──────── DATA TO USE ────────

PR #299, opened 2019-01-18
[CLEANUP] Nuke WordPress

agathver:
It's old, outdated, insecure and we are not going to use it.


agathver:
Done, please check

imphil:
Looks mostly good, but reverts the changes in #298. Can you rebase on top of master to fix that?

imphil:
Thanks @agathver, cleanup work is always appreciated. (And this one makes the repo easier to understand as well with less dead code around.)

Issue #276, opened 2018-08-26
Custom ranking configuration for projects in algolia


sandipbhuyan:
Currently we are not configuring custom ranking in algolia, But we can use the quality matrix stars to rank the projects. According to that the search result will be displayed.
You can refer [Custom ranking algolia](https://www.algolia.com/doc/guides/ranking/custom-ranking/) to set projects ranking.

aquibbaig:
Can I work on this issue?

agathver:
It actually makes sense to perform rank calculation after project update is completed in one of the `RepoCrawler`s. You can extract the logic into a `Service` and call it after `updateRepository()` is run, and update the project entity with the score.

────────

- PROBLEM TO WORK ON:
Write out the entries above word for word.

- FINAL ANSWER:
PR #299, opened 2019-01-18
[CLEANUP] Nuke WordPress

agathver:
It's old, outdated, insecure and we are not going to use it.


agathver:
Done, please check

imphil:
Looks mostly good, but reverts the changes in #298. Can you rebase on top of master to fix that?

imphil:
Thanks @agathver, cleanup work is always appreciated. (And this one makes the repo easier to understand as well with less dead code around.)

Issue #276, opened 2018-08-26
Custom ranking configuration for projects in algolia


sandipbhuyan:
Currently we are not configuring custom ranking in algolia, But we can use the quality matrix stars to rank the projects. According to that the search result will be displayed.
You can refer [Custom ranking algolia](https://www.algolia.com/doc/guides/ranking/custom-ranking/) to set projects ranking.

aquibbaig:
Can I work on this issue?

agathver:
It actually makes sense to perform rank calculation after project update is completed in one of the `RepoCrawler`s. You can extract the logic into a `Service` and call it after `updateRepository()` is run, and update the project entity with the score.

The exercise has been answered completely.